Exercise: Starting at the top of the data and ending with the line that holds "to their logic.", transcribe each line exactly; include both ends.
++++ Data shown
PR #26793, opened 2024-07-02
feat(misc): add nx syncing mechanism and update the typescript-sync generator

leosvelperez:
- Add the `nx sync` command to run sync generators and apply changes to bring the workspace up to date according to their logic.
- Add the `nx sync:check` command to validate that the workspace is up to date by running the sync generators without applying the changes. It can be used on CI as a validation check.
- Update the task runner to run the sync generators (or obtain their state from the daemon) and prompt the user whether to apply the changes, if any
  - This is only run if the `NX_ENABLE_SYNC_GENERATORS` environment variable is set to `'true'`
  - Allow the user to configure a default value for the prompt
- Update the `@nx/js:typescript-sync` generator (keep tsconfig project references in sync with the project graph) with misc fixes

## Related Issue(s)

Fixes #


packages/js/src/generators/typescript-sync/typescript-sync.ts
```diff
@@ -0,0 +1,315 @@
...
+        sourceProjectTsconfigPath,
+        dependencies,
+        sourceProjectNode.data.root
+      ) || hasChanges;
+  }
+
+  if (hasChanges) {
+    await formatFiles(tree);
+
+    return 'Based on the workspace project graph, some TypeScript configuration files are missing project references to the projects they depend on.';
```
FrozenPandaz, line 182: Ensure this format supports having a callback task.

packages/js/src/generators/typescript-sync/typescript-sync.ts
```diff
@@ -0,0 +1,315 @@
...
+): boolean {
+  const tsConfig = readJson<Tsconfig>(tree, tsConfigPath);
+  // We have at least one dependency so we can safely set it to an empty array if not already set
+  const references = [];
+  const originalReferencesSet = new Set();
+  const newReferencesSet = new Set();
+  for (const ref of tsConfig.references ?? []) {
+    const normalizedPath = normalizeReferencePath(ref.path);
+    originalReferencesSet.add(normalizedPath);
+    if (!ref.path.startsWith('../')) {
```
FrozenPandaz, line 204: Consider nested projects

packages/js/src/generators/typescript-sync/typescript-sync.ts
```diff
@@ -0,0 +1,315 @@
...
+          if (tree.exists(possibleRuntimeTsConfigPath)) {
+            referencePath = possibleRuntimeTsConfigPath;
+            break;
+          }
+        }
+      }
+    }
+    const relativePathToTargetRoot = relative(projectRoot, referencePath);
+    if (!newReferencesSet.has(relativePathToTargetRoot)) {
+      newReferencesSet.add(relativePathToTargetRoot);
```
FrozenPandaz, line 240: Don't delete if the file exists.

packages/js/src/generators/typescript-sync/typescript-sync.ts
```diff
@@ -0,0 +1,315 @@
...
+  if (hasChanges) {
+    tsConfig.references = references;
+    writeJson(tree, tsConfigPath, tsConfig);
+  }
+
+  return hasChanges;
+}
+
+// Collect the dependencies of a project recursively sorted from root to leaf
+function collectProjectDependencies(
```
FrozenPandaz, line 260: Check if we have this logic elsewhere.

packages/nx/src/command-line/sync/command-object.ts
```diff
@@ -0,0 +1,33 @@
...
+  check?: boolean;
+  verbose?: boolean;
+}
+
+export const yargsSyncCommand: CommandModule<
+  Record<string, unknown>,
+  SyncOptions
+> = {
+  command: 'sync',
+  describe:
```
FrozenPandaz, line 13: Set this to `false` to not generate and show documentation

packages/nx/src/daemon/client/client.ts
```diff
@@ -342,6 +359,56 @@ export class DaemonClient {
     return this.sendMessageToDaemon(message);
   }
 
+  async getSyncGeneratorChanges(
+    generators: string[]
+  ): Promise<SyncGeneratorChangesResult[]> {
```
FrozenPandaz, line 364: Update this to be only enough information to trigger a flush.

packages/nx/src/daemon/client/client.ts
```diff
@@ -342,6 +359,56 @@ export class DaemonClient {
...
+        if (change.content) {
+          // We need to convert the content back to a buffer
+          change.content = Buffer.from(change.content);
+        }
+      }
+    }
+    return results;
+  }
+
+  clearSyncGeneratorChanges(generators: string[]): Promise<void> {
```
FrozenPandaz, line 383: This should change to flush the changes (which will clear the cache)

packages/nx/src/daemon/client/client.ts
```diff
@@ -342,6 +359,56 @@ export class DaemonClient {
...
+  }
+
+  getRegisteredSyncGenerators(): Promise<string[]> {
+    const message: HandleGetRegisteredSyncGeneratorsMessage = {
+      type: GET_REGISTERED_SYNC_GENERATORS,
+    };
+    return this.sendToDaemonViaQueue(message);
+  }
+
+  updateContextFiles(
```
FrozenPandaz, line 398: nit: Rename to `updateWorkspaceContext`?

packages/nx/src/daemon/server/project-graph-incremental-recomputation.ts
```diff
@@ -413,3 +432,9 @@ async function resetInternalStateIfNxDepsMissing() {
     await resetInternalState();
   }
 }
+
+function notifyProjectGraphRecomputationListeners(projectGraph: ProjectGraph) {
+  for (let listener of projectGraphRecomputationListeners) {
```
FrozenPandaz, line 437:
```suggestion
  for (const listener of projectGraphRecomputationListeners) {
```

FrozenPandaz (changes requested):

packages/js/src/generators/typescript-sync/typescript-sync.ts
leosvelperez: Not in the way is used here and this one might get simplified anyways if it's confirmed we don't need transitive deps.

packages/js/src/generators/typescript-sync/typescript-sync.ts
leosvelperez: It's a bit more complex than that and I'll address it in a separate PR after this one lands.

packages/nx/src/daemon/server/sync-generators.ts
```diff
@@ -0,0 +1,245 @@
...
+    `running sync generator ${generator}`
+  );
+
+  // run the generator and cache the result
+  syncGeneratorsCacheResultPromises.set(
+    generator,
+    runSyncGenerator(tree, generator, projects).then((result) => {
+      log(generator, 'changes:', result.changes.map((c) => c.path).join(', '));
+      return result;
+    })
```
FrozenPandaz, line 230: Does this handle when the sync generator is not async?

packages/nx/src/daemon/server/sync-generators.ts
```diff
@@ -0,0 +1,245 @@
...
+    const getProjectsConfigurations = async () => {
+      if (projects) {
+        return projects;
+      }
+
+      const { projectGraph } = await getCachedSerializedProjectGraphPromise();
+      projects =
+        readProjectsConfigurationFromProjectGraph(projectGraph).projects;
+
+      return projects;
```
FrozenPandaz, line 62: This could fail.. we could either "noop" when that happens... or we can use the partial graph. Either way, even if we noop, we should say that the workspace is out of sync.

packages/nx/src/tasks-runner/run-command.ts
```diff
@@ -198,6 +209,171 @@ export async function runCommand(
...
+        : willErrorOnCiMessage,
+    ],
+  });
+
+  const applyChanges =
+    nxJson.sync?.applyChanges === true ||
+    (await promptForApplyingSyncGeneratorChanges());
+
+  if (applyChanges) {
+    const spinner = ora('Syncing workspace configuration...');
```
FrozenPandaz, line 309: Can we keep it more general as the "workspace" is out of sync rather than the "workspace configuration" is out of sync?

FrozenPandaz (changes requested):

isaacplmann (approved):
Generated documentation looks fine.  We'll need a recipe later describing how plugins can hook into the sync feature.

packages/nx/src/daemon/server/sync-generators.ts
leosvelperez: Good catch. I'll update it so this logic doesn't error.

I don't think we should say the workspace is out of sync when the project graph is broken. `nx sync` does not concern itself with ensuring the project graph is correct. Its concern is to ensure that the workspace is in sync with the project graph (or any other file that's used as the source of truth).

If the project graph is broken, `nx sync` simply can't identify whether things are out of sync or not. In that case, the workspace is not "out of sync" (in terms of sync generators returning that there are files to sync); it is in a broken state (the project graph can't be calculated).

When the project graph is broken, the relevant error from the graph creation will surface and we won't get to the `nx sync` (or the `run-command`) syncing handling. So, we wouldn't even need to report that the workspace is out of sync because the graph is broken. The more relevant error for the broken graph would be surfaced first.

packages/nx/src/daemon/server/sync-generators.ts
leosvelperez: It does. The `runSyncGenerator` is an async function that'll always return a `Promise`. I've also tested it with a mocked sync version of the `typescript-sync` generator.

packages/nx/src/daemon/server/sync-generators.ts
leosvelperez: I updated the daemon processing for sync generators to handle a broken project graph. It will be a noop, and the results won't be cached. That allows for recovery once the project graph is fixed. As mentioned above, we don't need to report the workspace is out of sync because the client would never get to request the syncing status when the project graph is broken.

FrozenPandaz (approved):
++++++++
Expected output:
PR #26793, opened 2024-07-02
feat(misc): add nx syncing mechanism and update the typescript-sync generator

leosvelperez:
- Add the `nx sync` command to run sync generators and apply changes to bring the workspace up to date according to their logic.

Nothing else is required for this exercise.